- Work order: What lines in the records include the string "https"? Return each one.

- Given data:
PR #3868, opened 2020-09-18
common: Allow skewered to camelcase DConf path conversion both ways

kalev:
commit 6b46d9a0ede99dca99737fa3d4e55200cb9336e3 that added DConf path
skewering to camelcase conversion only allowed it in one direction
(skewered path1 and camelcase path2).

That turned out to be not enough to allow /org/gnome/sound-juicer/ to
/org/gnome/SoundJuicer/ conversion as the caller had the
flatpak_dconf_path_is_similar() arguments the other way around.

This commit implements it both ways to avoid confusion which way it
should be called.

F: Ignoring D-Conf migrate-path setting /org/gnome/sound-juicer/

### DIFF
--- a/common/flatpak-utils.c
+++ b/common/flatpak-utils.c
@@ -7402,12 +7402,21 @@ flatpak_dconf_path_is_similar (const char *path1,
       if (path2[i2] == '\0')
         break;
 
+      if (isupper(path2[i2]) &&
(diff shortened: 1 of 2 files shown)


hadess (approved):
Looks good, thanks!

PR #3871, opened 2020-09-23
Automatically remove unused end-of-life runtimes (revised)

mwleeds:
This is the branch from #3783 with review comments addressed. I can't force push to that PR without risking having GitHub delete the review comments.


common/flatpak-installation.c
```diff
@@ -2884,33 +2884,168 @@ flatpak_installation_run_triggers (FlatpakInstallation *self,
...
+      if (arch != NULL && strcmp (parts[2], arch) != 0)
+        continue;
+
+      deploy = flatpak_dir_load_deployed (dir, ref, NULL, NULL, NULL);
+      if (deploy == NULL)
+        continue;
+
+      origin = flatpak_dir_get_origin (dir, ref, NULL, NULL);
+      if (origin == NULL)
+        continue;
```
alexlarsson: I think the above is a bit inefficient. We first do flatpak_dir_load_deployed() which finds the deploy dir, loads and parses the metadata file, and then loads any overrides. Then flatpak_dir_get_origin() find the deploy dir again, loads the deploy data file and returns the origin from that.

Furthermore, the parsing of the metadata is only needed to the the runtime and sdk of the app, and that is already available in the deploy data (actually, not sdk but we can easily add it) so we should be able to completely skip the metadata file.

common/flatpak-installation.c
```diff
@@ -2884,33 +2884,168 @@ flatpak_installation_run_triggers (FlatpakInstallation *self,
...
+      runtime = g_key_file_get_string (metakey, "Application", "runtime", NULL);
+      if (runtime)
+        {
+          g_autoptr(FlatpakDeploy) runtime_deploy = NULL;
+          g_autoptr(FlatpakDeploy) user_runtime_deploy = NULL;
+          if (system_dir != NULL)
+            {
+              g_autofree char *runtime_ref = g_strconcat ("runtime/", runtime, NULL);
+              runtime_deploy = flatpak_dir_load_deployed (system_dir, runtime_ref, NULL, NULL, NULL);
+              user_runtime_deploy = flatpak_dir_load_deployed (dir, runtime_ref, NULL, NULL, NULL);
```
alexlarsson: Same here, no need to parse the metadata files here.

common/flatpak-dir.c
```diff
@@ -14121,14 +14120,9 @@ flatpak_dir_find_local_related (FlatpakDir   *self,
   if (!flatpak_dir_ensure_repo (self, cancellable, error))
     return NULL;
 
-  /* If @ref_dir is non-NULL it will be used for getting the metadata for @ref
-   * but not for finding related refs */
-  if (ref_dir != NULL && !flatpak_dir_ensure_repo (ref_dir, cancellable, error))
-    return NULL;
-
```
alexlarsson: Eh, this seems to mostly remove the previous commit :)

common/flatpak-dir.c
```diff
@@ -14121,14 +14120,9 @@ flatpak_dir_find_local_related (FlatpakDir   *self,
   if (!flatpak_dir_ensure_repo (self, cancellable, error))
     return NULL;
 
-  /* If @ref_dir is non-NULL it will be used for getting the metadata for @ref
-   * but not for finding related refs */
-  if (ref_dir != NULL && !flatpak_dir_ensure_repo (ref_dir, cancellable, error))
-    return NULL;
```
alexlarsson: This seems to mostly remove the previous commit :)

alexlarsson:
There was a bunch of conflcts, so i pushed s quick rebase before more reviewing

common/flatpak-installation.c
alexlarsson: I guess this is later deleted, but the load_deployed below still exists in the final code.

common/flatpak-installation.c
```diff
@@ -2962,67 +3097,46 @@ flatpak_installation_list_unused_refs (FlatpakInstallation *self,
...
-    sdk = g_key_file_get_string (metakey, "Runtime", "sdk", NULL);
-    if (sdk)
-      {
-        g_autofree char *sdk_ref = g_strconcat ("runtime/", sdk, NULL);
-        g_autofree char *sdk_origin = flatpak_dir_get_origin (dir, sdk_ref, NULL, NULL);
-        if (sdk_origin)
-          find_used_refs (dir, used_refs, sdk_ref, sdk_origin);
-      }
-  }
+  find_used_refs_for_runtimes (dir, NULL, used_runtimes, used_refs);
```
alexlarsson: Maybe we can move this call before the if (!is_user) branch above which does the user + system dir version of this call. Its not super clear that we do both when the order is mixed up like this.

alexlarsson: I guess we need to scan the apps first, but maybe we can move the second _for_runtimes call after this.

common/flatpak-dir.c
```diff
@@ -14628,3 +14628,345 @@ flatpak_dir_delete_mirror_refs (FlatpakDir    *self,
...
+      /* Check if this related ref is present in @dir, which implies the one
+       * in @system_dir is NOT the one being used. */
+      if (system_dir != NULL)
+        {
+          g_autoptr(FlatpakDeploy) user_related_deploy = flatpak_dir_load_deployed (dir, rel->ref, NULL, NULL, NULL);
+          if (user_related_deploy != NULL)
+            continue;
+        }
+
+      if (!rel->auto_prune && !g_hash_table_contains (used_refs, rel->ref))
```
alexlarsson, line 14704: I think we should check this before doing the above system-dir check as this is  a quick check to avoid doing work.

I.e. start the loop with `if (auto_prune || used_refs.contains(ref)) continue`

common/flatpak-dir.c
```diff
@@ -14628,3 +14628,345 @@ flatpak_dir_delete_mirror_refs (FlatpakDir    *self,
...
+        {
+          g_autofree char *related_origin = NULL;
+          g_autoptr(GKeyFile) related_metakey = NULL;
+
+          g_hash_table_add (used_refs, g_strdup (rel->ref));
```
alexlarsson, line 14709: Don't think this is needed, as it is done by the below find_used_related_refs() call

common/flatpak-dir.c
```diff
@@ -14628,3 +14628,345 @@ flatpak_dir_delete_mirror_refs (FlatpakDir    *self,
...
+    *out_metakey = g_steal_pointer (&metakey);
+  if (out_origin)
+    *out_origin = g_steal_pointer (&origin);
+
+  return TRUE;
+}
+
+static void
+find_used_related_refs (FlatpakDir *dir,
+                        FlatpakDir *system_dir, /* nullable */
```
alexlarsson, line 14668: I think this naming and use of dir and system_dir is super confusing. Whenever super_dir is set we use it instead of dir with an if, except in one place.

I think always passing the directory we're looking for related refs in as "dir", and then have a "user_dir"  argument which is non-NULL in the case the dependency came from the user dir.

common/flatpak-dir.c
```diff
@@ -14628,3 +14628,345 @@ flatpak_dir_delete_mirror_refs (FlatpakDir    *self,
...
+        {
+          g_autoptr(FlatpakDir) user_dir = flatpak_dir_get_user ();
+          g_auto(GStrv) user_app_refs = NULL;
+          g_auto(GStrv) user_runtime_refs = NULL;
+          g_autoptr(GHashTable) user_runtimes = g_hash_table_new_full (g_str_hash, g_str_equal, NULL, NULL);
+
+          if (!flatpak_dir_list_refs (user_dir, "app", &user_app_refs, cancellable, error))
+            return NULL;
+
+          /* metadata_injection is NULL because it's not for this installation */
```
alexlarsson, line 14913: Is this right? Metadata_injection applies to the installation directory, which in this case is "self" (and later "system_dir"). Later find_used_refs_for_apps() uses the metadata injection in two places, to load the app itselfs metadata, and to load the metadata for the app dependencies. We should *not* use the injection for the app metadata in this case, but we *should* use it for the dependencies.

alexlarsson:
It was a bit hard to read this with the commits moving things around, so i rebased this in a different order. It ends up with the same code though. Will continue looking at it next week.

alexlarsson:
I added some tests, and unless i'm missing something they are failing for correct reasons.

alexlarsson:
Rewrote flatpak_dir_list_unused_refs_with_options(), now it passes the tests, and is (imho) easier to read. It lost the user/system interaction, will add that back soon. @mwleeds does this make sense to you?

mwleeds:
> Rewrote flatpak_dir_list_unused_refs_with_options(), now it passes the tests, and is (imho) easier to read. It lost the user/system interaction, will add that back soon. @mwleeds does this make sense to you?

Do your commits address all your review comments or just some of them?

mwleeds:
There's clearly been a lot of back and forth on these patches so I want to figure out how to reduce that in the future if possible. I suppose discussing implementation over IRC at a pretty low level of detail before writing code would be the way to go on future PRs of similar complexity?

alexlarsson:
No, it doesn't fix all the issues i pointed out yet. I wanna do some more work on it tomorrow. 

About the back and forth, I think it's just something that happens on these more complex changes. However it doesn't really help that I've been kind of away from flatpak PRs recently doing other work. Sorry about that.

alexlarsson:
I updated the flatpak_dir_list_unused_refs_with_options() to handle user->system shadowing, and added tests for it.

However, there is one remaining issue in that, which is that if you inject a metadata for a ref, we don't know what origin it will be installed from, so we can't return the origin. This means that if you "pretend" installing a ref from scratch via metadata injection it will be treated as not existing, which isn't right. There is a TODO about this in the new code.

alexlarsson:
Actually, at least in this case, the use of remote_name in flatpak_dir_find_local_related_for_metadata() doesn't seem quite right. When installing things, we only want to install dependencies from the same remote. However, when analyzing depenencies we *do* want to include dependencies from other remotes. 

Like, say app a depends on an extension installed from a different remote, then we don't want to auto-uninstall that.

common/flatpak-transaction.c
```diff
@@ -4081,6 +4114,325 @@ flatpak_transaction_normalize_ops (FlatpakTransaction *self)
...
+    return TRUE;
+
+  /* This is the set of runtimes which are no longer needed by something in the
+   * transaction (an uninstall or update). The values are either the relevant
+   * remote name or %NULL. */
+  maybe_unused_runtimes = g_hash_table_new_full (g_str_hash, g_str_equal, g_free, g_free);
+
+  /* This is the set of runtimes being used by an install or update operation
+   * in the transaction. */
+  newly_used_runtimes = g_hash_table_new_full (g_str_hash, g_str_equal, g_free, NULL);
```
alexlarsson, line 4305: Do we need newly_used_runtimes at all now? It seems to me that since we add all new metadatas as overrides it will never think that these new runtimes could be unused.

common/flatpak-transaction.c
```diff
@@ -4081,6 +4114,325 @@ flatpak_transaction_normalize_ops (FlatpakTransaction *self)
...
+          dir_ref_is_installed (priv->dir, op->ref, NULL, &deploy_data))
+        {
+          g_autofree char *full_previous_runtime = NULL;
+          g_autofree char *prev_runtime_remote = NULL;
+          g_autoptr(GPtrArray) runtime_related = NULL;
+          g_autoptr(GPtrArray) ref_related = NULL;
+
+          g_ptr_array_add (run_after_ops, op);
+
+          /* The related refs of the op might now be unused */
```
alexlarsson, line 4428: Couldn't the op->ref itself be unused now. For example, if a runtime which has nothing that depends on it is updated, and the new version is eol.

common/flatpak-dir.c
```diff
@@ -14899,72 +14944,48 @@ flatpak_dir_list_unused_refs_with_options (FlatpakDir         *self,
...
-          if (!filter_by_eol)
-            g_ptr_array_add (refs, g_strdup (ref));
-          else
+          g_autoptr(GBytes) deploy_data = NULL;
+          deploy_data = flatpak_dir_get_deploy_data (self, ref, FLATPAK_DEPLOY_VERSION_ANY,
+                                                     cancellable, error);
+          if (deploy_data == NULL)
+            return NULL;
+
+          if (flatpak_deploy_data_get_eol (deploy_data) == NULL &&
```
alexlarsson, line 14979: I think the filter-by-eol feature also needs to take the injected metadata into consideration. It may be that the updated version is eol, but the deployed is not.

common/flatpak-transaction.c
```diff
@@ -4081,6 +4114,325 @@ flatpak_transaction_normalize_ops (FlatpakTransaction *self)
...
+            continue;
+
+          for (i = 0; runtime_related && i < runtime_related->len; i++)
+            {
+              FlatpakRelated *rel = g_ptr_array_index (runtime_related, i);
+              if (rel->delete)
+                g_hash_table_replace (maybe_unused_runtimes, g_strdup (rel->ref), g_strdup (prev_runtime_remote));
+            }
+        }
+    }
```
alexlarsson, line 4467: I think this is quite complex and it is not obvious we're not missing anything else. I wonder if we could instead replace it with calling find_unused() twice. Once for whatever is currently installed and then again with the overrides and excludes for the operations. If with the overrides any ref is show as unused, but it wasn't without, then we can uninstall it.

That seems easier to reason about and more flexible to changes in how dependencies work.

common/flatpak-dir.c
alexlarsson: Ugh, eol data is from the commit, not the metadata...

alexlarsson:
I think this is all good now.

mwleeds:
Looked at your implementation and it seems sensible, thanks

PR #3873, opened 2020-09-23
sideload-repo-systemd: Don't require media dir to exist

wjt:
When launched when the session starts, /run/media/%u may not exist if
the user has never mounted any removable storage devices. This causes
the unit to fail on login.

Relax the check to just validate that the argument has been provided.
Since we use shopt -s nullglob, the "$media_dir"/* glob will expand to
the empty list if $media_dir does not exist.

(The other option is to add a condition check to the .service, but the
script might conceivably want to clean up some stale symlinks.)


wjt:
@mwleeds I found this while testing the changes from https://github.com/flatpak/flatpak/pull/3873. Otherwise those changes seem to work well, including the multi-user case.

mwleeds (approved):
Thanks, LGTM

Issue #3887, opened 2020-10-05
Having a dash in the middle of flatpak name causes flatpak to SEGFAULT with no error


analotia:
## Linux distribution and version
Debian sid 
## Flatpak version
Flatpak 1.8.2
## Description of the problem
Trying to install Flathub test build results in `Segmentation Fault` without any useful info/error on what the problem is even with `--verbose`
## Steps to reproduce
```
# flatpak install --user https://dl.flathub.org/build-repo/28275/com.github.Eloston.ungoogled-chromium.flatpakref
fish: “flatpak install  --us…” terminated by signal SIGSEGV (Address boundary error)
```
## Backtrace 
gdb backtrace: https://paste.ubuntu.com/p/jJ7kkCMrgZ/

analotia:
@refi64 helped in understanding what went wrong here. Turns out flatpak doesn't allow a dash in the middle of the flatpak identifier (so `com.blah-blah.something` is not allowed). 

 However flatpak doesn't explain why it errored out and flatpak-builder is fine with building packages that do that

PR #3888, opened 2020-10-05
Fix issues from lack of extension name validation

refi64:
This fixes two issues from #3887:

- It's possible to create extensions with invalid ref names.
- Invalid ref names cause the transaction code to segfault.


alexlarsson:
This needed a manual rebase due to an added call to  flatpak_transaction_add_op().

PR #3896, opened 2020-10-09
http: Return HOST_UNREACHABLE on error 500

pwithnall:
Sometimes a server might return a HTTP error 500 (this seems to happen
sometimes with Microsoft’s VSCode server, for example). Map this to
`G_IO_ERROR_HOST_UNREACHABLE` for now, which is a bit more specific than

- Solution for this exercise:
@mwleeds I found this while testing the changes from https://github.com/flatpak/flatpak/pull/3873. Otherwise those changes seem to work well, including the multi-user case.
# flatpak install --user https://dl.flathub.org/build-repo/28275/com.github.Eloston.ungoogled-chromium.flatpakref
gdb backtrace: https://paste.ubuntu.com/p/jJ7kkCMrgZ/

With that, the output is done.